Hi again Coco ~ Did you use the oil or the avocado? If you used the oil - what kind and how much did you use? Thank you! *Ü*

coco
07-26-2009, 12:38 PM
it's up there in my second post. i used 1 cup of grapeseed oil.

DebB
07-26-2009, 01:47 PM
Oops, sorry! I got too excited to read all the posts! *Ü*

coco
07-26-2009, 02:09 PM
no problem!:)

if anyone tries it w avo before me please let me know how it turns out. i'll come back w a comparison after i've tried them both myself. not soon though, can't say i miss mayo enough to eat that much of it!

i'm going to make either the cillantro-dill pesto or the creamy alfredo sauce or the creamy spinach sauce w pine nut parmesan from that site over zucchini noodles for dinner tonight. my dad is willing to try my "cooking" so we'll see how it goes! he liked his spinach and fruit breakfast smoothies and the banana ice scream and chocolate sauce i made after lunch today so i have high hopes. wish me luck;)

smiley
07-26-2009, 03:40 PM
I wanna try this recipe and was wondering what you used for herbal seasoning?

coco
07-26-2009, 05:05 PM
i used pretty much what she suggests on the site, a bit of paprika, some cumin and a touch of cayenne. very lovely.

veganman
07-26-2009, 11:36 PM
I like to substitute soaked chia seed in a ratio of about 1 to 4 or 1 to 8 (chia to water) for olive oil. I then blen them in the vita mix. Great for recipes.

coco
07-28-2009, 04:50 PM
made the eggless egg salad. can't resize pics right now so here's a link to the recipe and some photos. it was excellent, wins another *sad* dad meal approval!

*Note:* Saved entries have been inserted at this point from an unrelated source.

PR #54, opened 2026-07-03
wifi: mt76: mt7925: re-arm MT7927 sniffer on channel changes

Ashcal9669:
## Summary

- re-arm the MT7927 sniffer from the active monitor channel context
- reconfigure the sniffer when monitor filtering is reapplied
- stop the sniffer before crossing MT7927 physical sniffer bands, then restart it on the new context

## Scope

This is the minimal `mt7925/main.c` re-arm change requested after the A/B testing on PR #51. It intentionally excludes the experimental `mt7925/mac.c` DBDC frequency filter because that filter can discard frames from the other RX chain. There are no Makefile or `mt7925/mcu.c` changes.

## Reason

Repeated monitor transitions between 5 GHz and 2.4 GHz can leave MT7927 receiving packets at the packet socket while hcxdumptool no longer decodes APs or transmits active probes. Re-arming from the active channel context keeps the sniffer configuration synchronized across those transitions.

## Validation

- the `mt7925/main.c` delta matches the re-arm logic tested at commit `4a86e856ad4603843e80af1cf4cf4750aa665a4f`
- `make -j$(nproc)` passes against Linux `7.0.12+deb13-amd64`
- Lucid-Duck's hardware A/B on MT7927 reproduced the failure on the merged base and kept all eight 5 GHz/2.4 GHz transition cycles healthy with this re-arm logic, including 2.4 GHz probe requests and responses

### DIFF
--- a/mt7925/main.c
+++ b/mt7925/main.c
@@ -789,6 +789,9 @@ mt7925_monitor_update_chan(struct mt792x_vif *mvif,
 	if (!chan)
 		return;
 
+	if (ctx)
+		mvif->phy->mt76->chandef = ctx->def;
+
 	mconf->mt76.band_idx = mt7927_band_idx(chan->band);
 	mconf->mt76.basic_rates_idx = MT792x_BASIC_RATES_TBL;
 	if (chan->band != NL80211_BAND_2GHZ)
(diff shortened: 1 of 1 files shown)


Lucid-Duck:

http://www.rawfoodsupport.com/read.php?4,147479

spicyfull
07-29-2009, 01:54 AM
What a Bounty of RECIPES........Thanks SO MUCH FOR SHARING.

coco
07-29-2009, 08:00 AM
let me know if anyone tries it!

i'm still waiting for some dulse of kelp so i can give the mock tuna a go and use up the rest of the mayo. i'd like to make the recipe again with avocado in place of the oil to see how it tastes. the more natural the better, i can easily do without the oil!

fruitandveggies
08-02-2009, 07:16 PM
This sounds yummy! I'm obsessed with Vegenaise, so I really need a raw alternative. One question though, where can you get raw almonds still? I thought they all legally had to be pasturized now (in the US).

Tirza
08-27-2009, 09:11 PM
Holy moly, 1-1¼ cups of oil? That's a lot of oil. How long will it last in the fridge?

Here's another version that only needs half a cup of oil. They use agar agar for thickening instead. Anyone tried it?
http://www.youtube.com/watch?v=njOeR9e1Dn0&feature=related

Agar Agar is warmed enough to melt when it is blended in a high speed blender.

Instead of using even the 1/2 c. of oil, use the same amount of Chia gel to thicken.

laura-jane
09-26-2009, 06:31 AM
That recipe sounds delicious. I haven't tried it yet though as I don't have all the ingredients on hand.

Here's the staple raw mayonnaise recipe (http://rawtarian.wordpress.com/2009/09/23/raw-mayonnaise-recipe/) that we use at our place. It does call for macadamia nuts which can be expensive, but, in my opinion, it's worth it. It tastes like Miracle Whip to me. It's even got the zip!!